╭─ INFORMATION SHOWN

PR #1331, opened 2026-09-06
perf(stream): bound the filtered index-order vectorized Top-N merge

### LINKED ISSUE #14056: [Performance] Bound filtered Stream vec Top-N (columnar tag-filter pushdown)
## Summary

Follow-up to [#14050](https://github.com/apache/skywalking/issues/14050) **R3**.

[PR #1322](https://github.com/apache/skywalking-banyandb/pull/1322) bounded `SortedMerge` for **criteria-less** Stream vec queries (R1/R2) and documented why **filtered** index-order queries still set `mergeCap = 0` (`deferLimitToEgress`). That documentation half of R3 is done. This issue tracks the remaining work: make filtered Stream vec queries memory-bounded **without** starving the tag filter or breaking row-path parity.

## Why a naive merge cap is wrong

For `*limit → *tagFilterPlan → *localIndexScan` (index-order), the vec path today is:

```
scan → SortedMerge (uncapped) → Distinct → materialize Elements → applyStreamTagFilter → LIMIT
```

The filter runs **after** merge. Cap at `limit+offset` before the filter can under-fill: the top-N pre-filter rows may contain few or zero survivors, while the row path keeps pulling until it has enough matches (`tagFilterPlan.Execute` nested under `*limit.Execute`).

Bounding this path requires the filter (or an equivalent predicate) to run **before or inside** the merge so the merge can safely apply `mergeCap = maxElementSize` the way criteria-less queries do after #1322.

## Boundary

Deliver a Stream vec path for filtered queries where:

1. Tag-filter predicates are evaluated on columnar batches (or another pre-merge stage), and
2. `SortedMerge` / `BuildStreamMergePipeline` uses a non-zero `mergeCap` for the filtered index-order case without changing the element set or order relative to the row path.

Callers that must keep parity:

- `pkg/query/logical/stream.(*localIndexScan).ExecuteVectorized` (`deferLimitToEgress` / `mergeCap`)
- `banyand/query/processor.go` (`VecTagFilter` / `applyStreamTagFilter` egress)
- Standalone and distributed stream vec integration tests

## Requirements

R1. For a filtered **index-order** Stream query with `limit = L` and `offset = O`, vec results must match the row path (same elements and order for a fixed fixture).

R2. That path must not leave `SortedMerge` uncapped solely because a tag filter exists: merge auxiliary state must be bounded by `L + O` (distinct-`ElementID` aware), subject to the same residual batch-pinning caveats as #1322, or a stricter owned-buffer design.

R3. Time-order filtered queries that already set `deferLimitToEgress = false` (see `scanResumesAcrossPulls`) must remain row-equivalent; do not regress the intentional under-fill parity for single-segment ts-order scans.

R4. Existing stream vec parity / integration tests stay green; add focused RED tests that fail today because filtered index-order still uses `mergeCap = 0` (e.g. assert mid-consume merge buffer growth or planner `mergeCap` for a filter plan).

## Acceptance criteria

- [ ] At least one production caller (`ExecuteVectorized` or processor egress) uses the pre-merge / columnar filter path for filtered index-order queries.
- [ ] `go test` / integration: `pkg/query/vectorized/stream/...`, `pkg/query/logical/stream/...`, `test/integration/standalone/query/vectorized_stream_test.go`, `test/integration/distributed/query/vectorized_stream_test.go`.
- [ ] A new test proves bounded merge state (or non-zero `mergeCap`) for a filtered index-order plan; it fails on current `main` after #1322.
- [ ] No on-disk format or wire protocol change unless separately labeled `bydb file compatible change`.

## Scope

**Packages:** `pkg/query/vectorized/stream/`, `pkg/query/logical/stream/` (`stream_plan_indexscan_local_vectorized.go`, `stream_plan_tag_filter.go`), `banyand/query/processor.go`.

**Out of scope:** criteria-less merge prune (done in #1322); Measure/Trace vec; removing the row path (#13998); Canopy UI.

## Dependencies

- Blocked by: [#14050](https://github.com/apache/skywalking/issues/14050) R1/R2 via [PR #1322](https://github.com/apache/skywalking-banyandb/pull/1322) (**merged**).
- Parent: #14050.

## Size audit

**Classification:** tracking parent (R3 workstream).

**Why not one leaf:** needs a new filter seam (columnar / pre-merge), planner `mergeCap` cutover, possible egress simplification, and parity coverage — multiple activation points.

**Suggested first leaf (file when starting work):** columnar (or batch-level) tag-filter fusible + enable `mergeCap = maxElementSize` for filtered index-order `ExecuteVectorized`, with one parity fixture and one bound/RED test. Decompose further only if that leaf still exceeds one mergeable PR.

**RED test sketch:** filtered index-order plan today has `mergeCap == 0` / unbounded merge buffer under load; after the leaf, `mergeCap > 0` and retained merge state stays O(cap).

SammyUrfen:
A filtered index-order stream query left its vectorized merge unbounded. Follow-up to
#1322, which bounded the criteria-less case and left this one open.

- [x] If this pull request closes/resolves/fixes an existing issue, replace the issue number. Fixes apache/skywalking#14056.

## What changed

The criteria tag filter now runs before `SortedMerge`, as a fusible operator that narrows
`batch.Selection`. The merge orders only rows that already match, so its `maxElementSize`
cap holds the top-N of the filtered set. Gated on index order — filtered timestamp-order
queries still filter at the egress, unchanged. The scan-level cap and the client
`offset:offset+limit` slice are unchanged.

The operator is one new file, `pkg/query/vectorized/stream/tag_filter.go`, shaped like
`Distinct` and `Limit` in the same package. It reuses `logical.TagFilter`, so the pre-merge
and egress filters evaluate a criteria expression identically.

The egress filter stays and `hasFilter` stays true. That bool also gates the columnar frame
path off, and disabling it would drop the only hidden-tag strip on the vec path and leak
filter-only tags to the client.

The merge-cap comment this deletes argued a cap is unsound because a top-(limit+offset)
window taken before the filter can hold arbitrarily few survivors — true only while the
filter sits at the egress.

New import edge: `pkg/query/vectorized/stream` now imports `pkg/query/logical`. It is
cycle-free, and `check-import-boundaries` does not cover it.

## Duplicate `ElementID` semantics

For a filtered index-order query the criteria is evaluated first, and among the matching
rows sharing an `ElementID` the element is represented by the first in the requested sort
order. One matching version makes the element eligible even when another fails. Rows of one
element often carry the same ordered-tag value and so tie on the sort key; among equal keys
the first row the scan yields wins, in both directions.

Filtered timestamp-order queries take no pushdown and keep the older rule, as does
`--stream-vectorized-enabled=false`.

This differs from the pre-change vectorized pipeline, which chose an element's first row in
sort order before the criteria ran and so dropped an element whose first row failed even
when a later row matched. Preserving that rule is not compatible with the bound: it needs a
running set of every `ElementID` seen before the criteria runs, trading an unbounded merge
buffer for an unbounded dedup set. This amends R1 of #14056 — "same elements and order" now
scopes to elements with distinct `ElementID`s.

Duplicates need no client misuse: the write path appends with no upsert check
(`write_standalone.go:181,185`), a part merge never dedups by element id
(`merger.go:425-463`), and `ElementID` is a 64-bit xxhash of `group|name|<client id>`
(`pkg/convert/hash.go:28-30`), so distinct client ids collide at about 2^32 elements in one
stream.

Pinned by `TestTagFilterDuplicateWinnerSemantics` — exact ordered ids plus the selected
version's values and sort key, both directions, single and split batches, with and without
an offset, cap on and off — by `TestTagFilterDuplicateTieOnSortKey` for the equal-key case,
and by `TestPushdown_FilteredIndexOrder_BoundsMerge`, which asserts exact ids out of
`ExecuteVectorized` over a corpus whose lowest-sorting rows fail, so removing the pushdown
fails it.

## Verification

`make lint` 0 findings, `make check` clean, `banyand/stream` 17 of 17 Ginkgo specs,
standalone integration 16 suites / 1840 specs, distributed integration 14 suites / 885
specs. No golden fixture was regenerated.

Benchmark: 100k rows, 1024-row batches, cap 20, fixed seed, medians of `-count=5`.
"Before" is merge cap 0 with no pre-merge filter.

| criteria keeps | time | bytes |
|---|---|---|
| 1% | 91.86 ms → 4.13 ms | 13.09 MB → 1.88 MB |
| 95% | 93.22 ms → 35.91 ms | 13.09 MB → 1.98 MB |

At a 95% pass rate the filter costs +1.5-3.7 ms per 100k rows, about one allocation per
scanned row, from the `parseExpr` call `logical.tagExpr` makes on every `Match`. The win is
a lower bound: the "before" arm passes limit 20, while the real pre-change shape passed
`math.MaxUint32`. It does not bound scan I/O, batch pinning (`SortedMerge` still retains
batches), or the liaison-side distributed merge.

Server cases: `sort_duration_no_index_limit` remains the pushdown guard, because its
criteria tag carries no index rule. The new `sort_duration_filter_range_limit_offset` pins
the ordered sequence under a non-zero offset — where the cap is `limit+offset` while the
egress slice is `offset:offset+limit` — but `duration` is indexed, so it is not itself a
pushdown guard. No golden goes red: the pre-change code returned the same ordered set for
every committed fixture and only failed to bound the merge, and no fixture holds a
duplicate `ElementID` whose versions disagree.

## Also found, not fixed here

1. **Null ordered tags sort first ascending.** Pre-existing. The vec path marshals a null
   ordered-tag cell to empty bytes (`query_vectorized.go:312`), so an element missing the
   sort field sorts ahead of every real key, and an ASC query with a limit below the number
   of null-ordered elements returns only nulls. Whether that or "nulls last in both
   directions" is intended is not settled anywhere. It reproduces today on the
   criteria-less capped path.
2. **The `!hasFilter` frame-egress gate.** Lifting it would let criteria queries use the
   columnar wire, but the frame path needs a hidden-tag strip of its own first.
3. **Early scan termination.** The scan still emits every matching row. Bounding that needs
   the filter inside `banyand/stream/query_vectorized.go` plus a sort-key watermark from
   the merge.

Happy to file those as separate issues or fold any into this PR — whichever you prefer.


pkg/query/logical/stream/stream_plan_indexscan_local_vectorized.go
```diff
@@ -310,32 +316,24 @@ func (i *localIndexScan) ExecuteVectorized(ctx context.Context) ([]*vectorized.R
...
-	// pushdown (out of scope here), not a bigger cap.
+	// A criteria query runs its tag filter as a PRE-MERGE fusible, so the merge sees
+	// only surviving rows and the cap keeps the top-N of the FILTERED set — not a
+	// top-N taken before the filter, which the filter's unknown selectivity could
+	// leave empty. The egress still applies the same filter; on rows that already
+	// passed here that re-check is a no-op, and it remains the hidden-tag strip.
+	var preMerge []vectorized.FusibleOperator
+	if i.preMergeFilter != nil {
+		preMerge = append(preMerge,
+			vstream.NewTagFilter(schema, i.projectionTags, i.preMergeFilter, i.filterRegistry))
```
hanahmily, line 330: [P1] Preserve duplicate-winner semantics before pushing down the predicate. This filter runs before SortedMerge's distinct-ID pruning and Distinct. If the first ordered version of ID A fails the predicate but a later version passes, the first version is removed and A is now emitted. A production-operator reproduction with `(A, closed), (A, open), (B, open)`, `state=open`, limit 2 returns `[B]` on the previous pipeline and `[A,B]` here. Rechecking at egress cannot undo this. Existing bounds/selectivity tests do not exercise conflicting predicate values for the same ID; please add exact-result duplicate parity coverage and resolve the semantic regression.

hanahmily (changes requested):
Requesting changes for one correctness regression: pushing the predicate ahead of duplicate selection changes result membership for duplicate ElementIDs with conflicting filter values. This contradicts apache/skywalking#14056 R1 (same elements and order), even though the PR description acknowledges the behavior change.

I reproduced this against this head using the production vectorized operators in an isolated checkout with this PR's generated CI artifacts. For ascending rows `(A, closed), (A, open), (B, open)`, criterion `state = open`, and limit 2:
- Previous merge -> distinct -> filter -> limit: `[B]`.
- New filter -> capped merge -> distinct -> limit: `[A, B]`.
The equality regression fails (`before=[2] after=[1 2]`). This is not dependent on a hash collision: the write path accepts repeated client element IDs. The second egress filter cannot recover the discarded first version.

### Why the current tests miss this
1. `TestPushdown_FilteredIndexOrder_BoundsMerge` uses distinct IDs with every row matching, then checks only that the output count is positive and <= the cap. It does not assert duplicate-winner preservation or exact result membership.
2. `TestTagFilterBoundsRetainedMergeState` uses unique IDs and manually constructs Selection before feeding the merge. It proves a memory bound, not equivalence of filter-before-dedup and dedup-before-filter.
3. `TestTagFilter_Process` checks predicate/selection behavior in isolation, not its ordering relative to Distinct. The focused filtered Top-N fixture checks ordering/selectivity, but does not contain repeated IDs whose versions disagree on the predicate.
Consequently, these tests can all pass while query membership changes. I also ran the existing `pkg/query/vectorized/stream` and `pkg/query/logical/stream` package suites successfully before running the failing targeted reproduction.

Please preserve duplicate-winner semantics before evaluating the predicate, or obtain an explicit change to the parity/duplicate semantics contract rather than closing this issue as parity-preserving. Add a regression with conflicting versions of the same ID (including across batches) and assert exact ordered IDs and offset/limit results against the intended oracle, not just count or bounded state.

SammyUrfen:
Thanks, that reproduces — and you're right that the egress re-check can't recover it.

I've added a regression for it: `TestTagFilterDuplicateWinnerSemantics` in `pkg/query/vectorized/stream`. Six rows, two elements carrying conflicting versions, asserting exact ordered ids in a single batch and with each duplicate pair straddling a batch boundary, for limit and for offset+limit. It also runs the pushdown with the merge cap disabled and gets the same ids back, so the cap isn't what changes membership, and no cap can undo it.

One thing I hit while writing it that bears on the rule you pick: the row path isn't the old vec pipeline either. For a filtered index-order query it admits an element if any of its index documents matches (`inverted.go:232` inserts rather than updates), takes the sort position from the first doc in sort order (`query_by_idx.go:228-240`), then re-tests the criteria on the first row in storage order among the rows actually scanned (`mergeByTagValue`, `query_by_idx.go:301-311`). For your example that comes out as `[B]` or `[A,B]` depending on which of A's rows was stored first, and on compaction state. The old vec pipeline keys on the sort-first row, so the two already disagree on a corpus like this.

Preserving the sort-first rule under the pushdown also looks incompatible with the bound. The representative is picked before the predicate runs, and two rows of one element can sit arbitrarily far apart in sort order, so the state needed grows with every distinct id in the scan whenever the criteria is selective. I tried four designs and broke all four — happy to write that up if it's useful.

Could you pin the rule for me: first-in-storage, first-in-sort, or any-row-matches? I'll make the test assert whichever you choose, and if it isn't any-row-matches I'll pull the pushdown out of this PR and open a separate design issue for it.

hanahmily:
Thanks for the investigation and the duplicate coverage. Filter-first is the intended behavior: evaluate the criteria first, then among matching rows with the same ElementID, keep the first in the requested sort order. A matching version should make the element eligible even if another version fails the criteria.

Please keep the pushdown. Do not use the row path as the oracle for this decision; it will be removed. The behavior difference from the old vectorized pipeline is accepted under this rule.

Please finalize the regression tests against this contract, retaining the cross-batch and offset/limit coverage and asserting the selected version’s values/sort key as well as the ordered IDs. Update the PR description, release note, and relevant comments to mark the duplicate semantics as settled rather than an open question, and remove claims of unconditional row-path parity.

The existing benchmark is sufficient for this change. Please also rerun the failed Zipkin Vec check; its log shows a swctl archive installation failure rather than a query assertion failure.

SammyUrfen:
Pushed, and the description is updated — the duplicate rule reads as settled there, in the release note and in the comments, and the row-path parity claims are gone.

`TestTagFilterDuplicateWinnerSemantics` asserts your rule with the selected version's tag values and sort key alongside the ordered ids, ascending and descending, across a batch boundary, and with an offset. `TestTagFilterDuplicateTieOnSortKey` covers the equal-sort-key case, where the tie falls to arrival order in both directions.

I also tightened `TestPushdown_FilteredIndexOrder_BoundsMerge`, item 1 from your first review. It was count-only over a corpus where every row matched, so the pushdown could be deleted without failing anything. It now asserts exact ordered ids.

Zipkin Vec is green.

hanahmily (approved):
Re-reviewed the update against the agreed filter-first contract. The duplicate-winner tests now assert selected values and sort keys, ASC/DESC, cross-batch duplicates, offset/limit, and equal-key ties. Both affected package suites pass locally, including race checks; the focused storage-level filtered Top-N test passes, and disconnecting production pushdown makes the strengthened regression fail as expected. No remaining correctness blocker found.

Nonblocking documentation nit: please qualify the already-filtered input comment in pkg/query/vectorized/stream/distinct.go as filtered index-order queries; timestamp-order filtering still happens at egress.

╰─

*WORK INSTRUCTION*:
Would you output, from the records above, exactly the run of lines that starts at the line containing "The operator is" and ends at the line containing "plus the selected", and only that run?

*RESULT FOR THIS TASK*:
The operator is one new file, `pkg/query/vectorized/stream/tag_filter.go`, shaped like
`Distinct` and `Limit` in the same package. It reuses `logical.TagFilter`, so the pre-merge
and egress filters evaluate a criteria expression identically.

The egress filter stays and `hasFilter` stays true. That bool also gates the columnar frame
path off, and disabling it would drop the only hidden-tag strip on the vec path and leak
filter-only tags to the client.

The merge-cap comment this deletes argued a cap is unsound because a top-(limit+offset)
window taken before the filter can hold arbitrarily few survivors — true only while the
filter sits at the egress.

New import edge: `pkg/query/vectorized/stream` now imports `pkg/query/logical`. It is
cycle-free, and `check-import-boundaries` does not cover it.

## Duplicate `ElementID` semantics

For a filtered index-order query the criteria is evaluated first, and among the matching
rows sharing an `ElementID` the element is represented by the first in the requested sort
order. One matching version makes the element eligible even when another fails. Rows of one
element often carry the same ordered-tag value and so tie on the sort key; among equal keys
the first row the scan yields wins, in both directions.

Filtered timestamp-order queries take no pushdown and keep the older rule, as does
`--stream-vectorized-enabled=false`.

This differs from the pre-change vectorized pipeline, which chose an element's first row in
sort order before the criteria ran and so dropped an element whose first row failed even
when a later row matched. Preserving that rule is not compatible with the bound: it needs a
running set of every `ElementID` seen before the criteria runs, trading an unbounded merge
buffer for an unbounded dedup set. This amends R1 of #14056 — "same elements and order" now
scopes to elements with distinct `ElementID`s.

Duplicates need no client misuse: the write path appends with no upsert check
(`write_standalone.go:181,185`), a part merge never dedups by element id
(`merger.go:425-463`), and `ElementID` is a 64-bit xxhash of `group|name|<client id>`
(`pkg/convert/hash.go:28-30`), so distinct client ids collide at about 2^32 elements in one
stream.

Pinned by `TestTagFilterDuplicateWinnerSemantics` — exact ordered ids plus the selected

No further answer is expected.